### Work order
Whatever the records hold, copy it exactly and completely.

### Stored data
PR #819, opened 2022-04-28
[CS-3775]: Fix and improve sentry logs

danibonilha:
### Description
There was a `safelyStringifyWithFormat` function  which was removing all the logging info for composed sentry logs, with the new version we don't need this, as sentry gives options to serialize the breadcrumbs, so this PR adds those new configs and removes old one, also I added a `skipPoller` flag, because I noticed the fallbackExplorer is being call 3 times on start and never again, which means the poller don't work as expected and it's just adding more "hardwork" on app init, so it's disabled until we decide to fix it. 

### Screenshots

image


lukemelia (approved):
Looks good 👍

oidoug (approved):
LGTM

PR #820, opened 2022-04-29
[CS-3752, CS-3632] Disabling forceful dark mode on android

oidoug:
### Description

Attempt to fix Xiaomi (MIUI) from forcing set dark mode. On tests, it did work on new installs but not on just updating.

Also, I noticed that this forceful dark mode only switches full white and full black colors, setting an off-white color to StyledQRCode will prevent the color switch even if the config change is bypassed.

- [x] Completes #(CS-3752)
- [x] Completes #(CS-3632)


danibonilha (approved):
LGTM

### Response to the task
PR #819, opened 2022-04-28
[CS-3775]: Fix and improve sentry logs

danibonilha:
### Description
There was a `safelyStringifyWithFormat` function  which was removing all the logging info for composed sentry logs, with the new version we don't need this, as sentry gives options to serialize the breadcrumbs, so this PR adds those new configs and removes old one, also I added a `skipPoller` flag, because I noticed the fallbackExplorer is being call 3 times on start and never again, which means the poller don't work as expected and it's just adding more "hardwork" on app init, so it's disabled until we decide to fix it. 

### Screenshots

image


lukemelia (approved):
Looks good 👍

oidoug (approved):
LGTM

PR #820, opened 2022-04-29
[CS-3752, CS-3632] Disabling forceful dark mode on android

oidoug:
### Description

Attempt to fix Xiaomi (MIUI) from forcing set dark mode. On tests, it did work on new installs but not on just updating.

Also, I noticed that this forceful dark mode only switches full white and full black colors, setting an off-white color to StyledQRCode will prevent the color switch even if the config change is bypassed.

- [x] Completes #(CS-3752)
- [x] Completes #(CS-3632)


danibonilha (approved):
LGTM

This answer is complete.